None of this would be possible without the extraordinary partners who believed in this work and helped bring it to life.

We are deeply grateful to Western Alliance Bancorporation, Leslie and Tom Thomas, Aristocrat, and Credit One for their support of Green Our Planet’s financial literacy vision. Their belief in the importance of giving young people real-world financial knowledge has helped make it possible to build the curriculum, launch it across Nevada, and now begin this exciting new chapter with AI-powered teaching assistants.

Innovation like this does not happen alone. It takes partnership. It takes trust. It takes people and institutions willing to invest in the future of children. We are profoundly thankful to all of them.

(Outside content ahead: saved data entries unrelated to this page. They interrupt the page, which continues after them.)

PR #40, opened 2018-07-26
DM-15142: Create CI-sized DECam Dataset

kfindeisen:
This PR registers `ap_verify_ci_hits2015` with `ap_verify` and adds it to the documentation's list of known datasets. It also updates dataset installation instructions in response to lsst/repos#37.

### DIFF
--- a/ups/ap_verify.table
+++ b/ups/ap_verify.table
@@ -9,8 +9,11 @@ setupRequired(verify)
 setupRequired(ap_pipe)
 
 setupOptional(ap_verify_testdata)
-setupOptional(ap_verify_hits2015)
 setupOptional(obs_test)
+
+# Datasets other than ap_verify_testdata must be set up manually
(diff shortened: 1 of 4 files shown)


ups/ap_verify.table
```diff
@@ -9,8 +9,12 @@ setupRequired(verify)
 setupRequired(ap_pipe)
 
 setupOptional(ap_verify_testdata)
-setupOptional(ap_verify_hits2015)
 setupOptional(obs_test)
 
+# Datasets other than ap_verify_testdata must be set up manually
+#     to avoid being inadvertently downloaded by lsstsw
+# setupOptional(ap_verify_hits2015)
```
SimonKrughoff: I don't like having executable code commented out.  Maybe instead just list the packages you could use?  I.e.
`# setupOptional(ap_verify_hits2015)` --> `#      ap_verify_hits2015`

PR #46, opened 2018-09-19
DM-15742: Write shell script to serve as a Jenkins hook

kfindeisen:
This PR introduces a script, `run_ci_dataset.sh`, which encapsulates the environment setup and data ID handling needed to run `ap_verify` on an entire dataset. By analogy with `validate_drp/examples/processData.sh`, the script assumes that the dataset(s) to be run are already downloaded and EUPS set up, and that uploading metric files is the responsibility of the `.groovy` script.

The first commit fixes a fatal bug in `ap_verify` that was, ironically, missed due to lack of CI.

This PR cannot be merged before #40, as the script relies on the latter PR's definition of `CI-HiTS2015`.

### DIFF
--- a/bin/run_ci_dataset.sh
+++ b/bin/run_ci_dataset.sh
@@ -1,0 +1,97 @@
+#!/bin/bash
+
+# This file is part of ap_verify.
+#
+# Developed for the LSST Data Management System.
+# This product includes software developed by the LSST Project
+# (https://www.lsst.org).
+# See the COPYRIGHT file at the top-level directory of this distribution
+# for details of code ownership.
+#
+# This program is free software: you can redistribute it and/or modify
+# it under the terms of the GNU General Public License as published by
+# the Free Software Foundation, either version 3 of the License, or
+# (at your option) any later version.
+#
+# This program is distributed in the hope that it will be useful,
+# but WITHOUT ANY WARRANTY; without even the implied warranty of
+# MERCHANTABILITY or FITNESS FOR A PARTICULAR PURPOSE.  See the
+# GNU General Public License for more details.
+#
+# You should have received a copy of the GNU General Public License
+# along with this program.  If not, see <https://www.gnu.org/licenses/>.
+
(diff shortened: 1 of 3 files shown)


jhoblitt:
GPLv3 does not require a copyright notice per file.  It encourages it in the "How to Apply These Terms to Your New Programs" section, which isn't part of the terms of the license.  It does, however, forbid the removal of the boilerplate notices from derivative works.  I have a strong preference to limit source files to technical matters and to use a simple `LICENSE` file at the repo/project root.

/cc @jonathansick

timj:
@jhoblitt the developer guide defines the policy for license and copyright.

jonathansick:
@jhoblitt Sorry, I had a brain freeze yesterday and was thinking of an earlier draft version of the policy that did minimize the boilerplate.

jhoblitt:
This statement in the dev guide is technically incorrect:

> The GPL-3.0 license requires each source file to have a preamble comment containing a license statement. This is the generic license preamble:

If it is required, it is only by DM policy.

timj:
Gnu *strongly* prefer that the license preamble is in the file.  Why would we go against their wishes? I'm fine with you changing the dev guide to stop saying "requires" and instead say "strongly encourages" and that DM policy is to follow their advice.

jhoblitt:
Because it liters every file with boilerplate, many of which probably don't even qualify as a copyrightable work?  GNU wants people to use https://www.gnu.org/prep/standards/standards.html as well; not everything GNU is a good idea.

jdswinbank:
Hey folks, I suggest GitHub isn't a great venue for this discussion. @jhoblitt, if you'd like to suggest a change to the rules, please file a ticket on Jira. Thanks!

kfindeisen:
This conversation has derailed a bit from my (admittedly implied) question: does a shell script count as a "source file" for the purposes of DM's copyright policy?

jonathansick:
@kfindeisen Yep.

PR #51, opened 2018-11-08
DM-16319: ap_verify source count metrics do not exist

kfindeisen:
This PR changes the namespace of `ap_association` metrics from `association` to `ap_association`. This change is needed to correctly interoperate with the metrics as registered in lsst/verify_metrics#14.


afausti:
Looks good. I've tested this branch with SQuaSH and the new metrics were created correctly.

PR #54, opened 2018-11-27
DM-16333: Add Job metadata to the ap job.

SimonKrughoff:
@kfindeisen and @jhoblitt I think we could do something like this to get the appropriate metadata in the job.  Does this look reasonable, and how should I test?

### DIFF
--- a/python/lsst/ap/verify/pipeline_driver.py
+++ b/python/lsst/ap/verify/pipeline_driver.py
@@ -144,7 +144,6 @@ def runApPipe(metricsJob, workspace, parsedCmdLine):
     #  Insert job metadata including dataId
     metricsJob.meta.update({'instrument': _extract_instrument_from_butler(workspace.workButler)})
     metricsJob.meta.update(dataId)
-    #  I think we could probably send in the test repo directory too, but I don't know how to get that here.
 
     pipeline = apPipe.ApPipeTask(workspace.workButler, config=_getConfig(workspace))
     try:
--- a/python/lsst/ap/verify/pipeline_driver.py
+++ b/python/lsst/ap/verify/pipeline_driver.py
@@ -43,6 +43,19 @@ import lsst.ap.pipe as apPipe
 from lsst.verify import Job
 
 
+# borrowed from validate_drp
+def _extract_instrument_from_butler(butler):
+    """Extract the last part of the mapper name from a Butler repo.
+    'lsst.obs.lsstSim.lsstSimMapper.LsstSimMapper' -> 'LSSTSIM'
+    'lsst.obs.cfht.megacamMapper.MegacamMapper' -> 'CFHT'
+    'lsst.obs.decam.decamMapper.DecamMapper' -> 'DECAM'
+    'lsst.obs.hsc.hscMapper.HscMapper' -> 'HSC'
+    """
+    camera = butler.get('camera')
+    instrument = camera.getName()
+    return instrument.upper()
+
+
 class ApPipeParser(argparse.ArgumentParser):
     """An argument parser for data needed by ``ap_pipe`` activities.
 
@@ -125,6 +138,13 @@ def runApPipe(metricsJob, workspace, parsedCmdLine):
     log = lsst.log.Log.getLogger('ap.verify.pipeline_driver.runApPipe')
 
     dataId = _parseDataId(parsedCmdLine.dataId)
+    #  After processes are implemented, remove the flake exception
+    processes = parsedCmdLine.processes  # noqa: F841
+
+    #  Insert job metadata including dataId
+    metricsJob.meta.update({'instrument': _extract_instrument_from_butler(workspace.workButler)})
+    metricsJob.meta.update(dataId)
+    #  I think we could probably send in the test repo directory too, but I don't know how to get that here.
 
     pipeline = apPipe.ApPipeTask(workspace.workButler, config=_getConfig(workspace))
     try:
--- a/ups/ap_verify.table
+++ b/ups/ap_verify.table
@@ -7,6 +7,7 @@ setupRequired(ip_isr)
 setupRequired(pipe_tasks)
 setupRequired(verify)
 setupRequired(ap_pipe)
+setupRequired(ap_association)
 
 setupOptional(ap_verify_testdata)
 setupOptional(obs_test)


python/lsst/ap/verify/pipeline_driver.py
```diff
@@ -202,6 +202,23 @@ def runApPipe(metricsJob, workspace, parsedCmdLine):
 
     dataId = _parseDataId(parsedCmdLine.dataId)
     processes = parsedCmdLine.processes
+    
+    # borrowed from validate_drp
+    def extract_instrument_from_butler(butler):
```
kfindeisen: Please make this a package-private function outside `runApPipe`. The implementation of `runApPipe` will be changing quite a bit in the near future, and the changes will be easier to merge if I don't have to code around a nested function definition.

python/lsst/ap/verify/pipeline_driver.py
```diff
@@ -202,6 +202,23 @@ def runApPipe(metricsJob, workspace, parsedCmdLine):
...
+        'lsst.obs.decam.decamMapper.DecamMapper' -> 'DECAM'
+        'lsst.obs.hsc.hscMapper.HscMapper' -> 'HSC'
+        """
+        camera = butler.get('camera')
+        instrument = camera.getName()
+        return instrument.upper()
+    
+    #  Insert job metadata
+    metricsJob.meta.update({'instrument': extract_instrument_from_butler(workspace.workButler),
+                            'filter_name': dataId['filter']})
```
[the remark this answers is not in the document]
SimonKrughoff: I think requires is too strong.  There is an assumption inherited from the `validate_drp` work, but the verify framework certainly doesn't require this.  It's useful metadata to have.  @afausti can say more, but I think the upcoming visualization framework will make this assumption go away.

python/lsst/ap/verify/pipeline_driver.py
SimonKrughoff: Will do.  Good point.

SimonKrughoff:
I think in general, we will want to associate the data ids involved in measuring a metric with the metric.  That's why I haven't considered including the filter name in the metadata as onerous when it makes sense.

SimonKrughoff:
OK.  I'll make the updates and try to test it out.  @jhoblitt should we set up a test env to test the branch?

python/lsst/ap/verify/pipeline_driver.py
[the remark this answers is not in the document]
kfindeisen: Ok, so until the old framework goes away, how should we handle metrics that can't be meaningfully associated with a filter?

SimonKrughoff:
@kfindeisen Have a look at this updated PR.  I've taken into account your comments.  Note that we no longer select specific metadata from the dataId, but ship the whole thing assuming it will be useful.  Also note that I also had to fix some linting errors.  I rebased yesterday, but some of these may still have been fixed.  I'll make sure to rebase on master before merging.

python/lsst/ap/verify/pipeline_driver.py
```diff
@@ -43,6 +43,19 @@
 from lsst.verify import Job
 
 
+# borrowed from validate_drp
+def _extract_instrument_from_butler(butler):
```
kfindeisen: :+1:

python/lsst/ap/verify/pipeline_driver.py
```diff
@@ -125,6 +138,13 @@ def runApPipe(metricsJob, workspace, parsedCmdLine):
     log = lsst.log.Log.getLogger('ap.verify.pipeline_driver.runApPipe')
 
     dataId = _parseDataId(parsedCmdLine.dataId)
+    #  After processes are implemented, remove the flake exception
+    processes = parsedCmdLine.processes  # noqa: F841
```
kfindeisen: I don't understand why you need these two lines at all.

python/lsst/ap/verify/pipeline_driver.py
```diff
@@ -125,6 +138,13 @@ def runApPipe(metricsJob, workspace, parsedCmdLine):
...
+
+    #  Insert job metadata including dataId
+    metricsJob.meta.update({'instrument': _extract_instrument_from_butler(workspace.workButler)})
+    metricsJob.meta.update(dataId)
```
kfindeisen: I assume this is the same tag we discussed with @afausti on DM-11321. Is it supposed to be job-level or measurement-level?

python/lsst/ap/verify/pipeline_driver.py
```diff
@@ -125,6 +138,13 @@ def runApPipe(metricsJob, workspace, parsedCmdLine):
...
+    #  I think we could probably send in the test repo directory too, but I don't know how to get that here.
```
kfindeisen: What do you mean by "test repo directory"? If it's something from the CI context, then it would cause us trouble if we tried to do a SQuaSH upload from elsewhere.

tests/test_dataset.py
```diff
@@ -59,10 +61,10 @@ def testDirectories(self):
...
         """
         root = self._testbed.datasetRoot
-        self.assertEqual(self._testbed.rawLocation, os.path.join(root, 'raw'))
-        self.assertEqual(self._testbed.calibLocation, os.path.join(root, 'calib'))
-        self.assertEqual(self._testbed.templateLocation, os.path.join(root, 'templates'))
-        self.assertEqual(self._testbed.refcatsLocation, os.path.join(root, 'refcats'))
+        self.assertEqual(self._testbed.rawLocation, join(root, 'raw'))
+        self.assertEqual(self._testbed.calibLocation, join(root, 'calib'))
+        self.assertEqual(self._testbed.templateLocation, join(root, 'templates'))
+        self.assertEqual(self._testbed.refcatsLocation, join(root, 'refcats'))
```
kfindeisen: Would it be possible to revert the changes to this file? I don't see how they relate to the new metadata, and IMO `join` is much more confusing than `os.path.join` (at first glance it looks like a straight string join).

python/lsst/ap/verify/pipeline_driver.py
kfindeisen: Also, it might be worth a comment that it's `update(dataId)` because a `daf.persistence.DataId` is not serializable... just got bitten by that myself!

python/lsst/ap/verify/pipeline_driver.py
SimonKrughoff: I didn't add them.  It was in there as a place holder (I assume), but because `processes` was not used, it failed linting.  I added the noqa so that flake8 would ignore that line until the `processes` functionality is implemented.

tests/test_dataset.py
SimonKrughoff: More linting problems.  It was really hard to get these under the line limit.  I can't simply revert because travis fails as it was.

python/lsst/ap/verify/pipeline_driver.py
SimonKrughoff: I'll remove the comment.

python/lsst/ap/verify/pipeline_driver.py
SimonKrughoff: It needs to be at Job level since the measurements are all ingested as a Job.  We could also record measurement level metadata, but that is out of scope for this.  As to the second comment, that is not why I used `update`.  I used it because that's the recommended way of merging dictionaries as far as I know.  If you have text for a comment, I'd be happy to add it, but I'm not sure I could come up with something on my own.

python/lsst/ap/verify/pipeline_driver.py
kfindeisen: Aha, it was removed in 0c57f674f4ccd5e22157ad0aaf67679b31ed7203, it must have gotten re-added during rebasing.

tests/test_dataset.py
kfindeisen: That can't be right. I've been building that code with Travis for months, and `setup.cfg` uses the science pipelines limit (110 characters).

python/lsst/ap/verify/pipeline_driver.py
kfindeisen: I'm not used to thinking of either `metricsJob.meta` or a data ID as a dictionary, but ok. As long as we're all on the same page about how and where the information should be provided.

python/lsst/ap/verify/pipeline_driver.py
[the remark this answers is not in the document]
SimonKrughoff: To bring this to a close, we have decided to deprecate the old framework to avoid this problem.  This is not an issue since there are no historical AP metrics in the old framework and would have only been populated for symmetry with DRP going forward.

tests/test_dataset.py
kfindeisen: Discussed this on Slack, but for the record: the only Travis errors I could find for this file were W504, which was fixed by #50. So it should be safe to drop this commit once that PR is in the history.

SimonKrughoff: OK, so travis has passed.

More Than a Clever Headline

“Aliens have landed in Nevada classrooms” may sound playful — and it is. There is delight in that phrase. Surprise. Curiosity. A sense that something new is happening. But beneath the headline is something serious and hopeful. Children need financial literacy. Teachers need tools that truly engage students. Schools need innovation that supports learning instead of distracting from it. And communities need young people who are equipped to make wise decisions for themselves and for the world around them. That is what this work is really about. Quasar and Nova may be fictional visitors from another world. But the challenge they are helping address is very real. So is the opportunity. If we can teach children from a young age to think carefully about money, resources, choices, and consequences, we are doing more than teaching a lesson. We are helping shape a generation that is more thoughtful, more prepared, and more empowered.

The Future Has Arrived

In Nevada classrooms, the future of learning is not arriving with cold machinery or distant complexity. It is arriving with story. With animation. With curiosity. With laughter. With questions. With characters children want to meet again. And maybe that is exactly how it should arrive. Because the future that will serve our children best is not one that abandons imagination. It is one that partners with it.

So yes, aliens have landed in Nevada classrooms. And they have come bearing one of the most important gifts we can offer young people: the knowledge that they can understand the world around them, make wise choices within it, and help build a better one.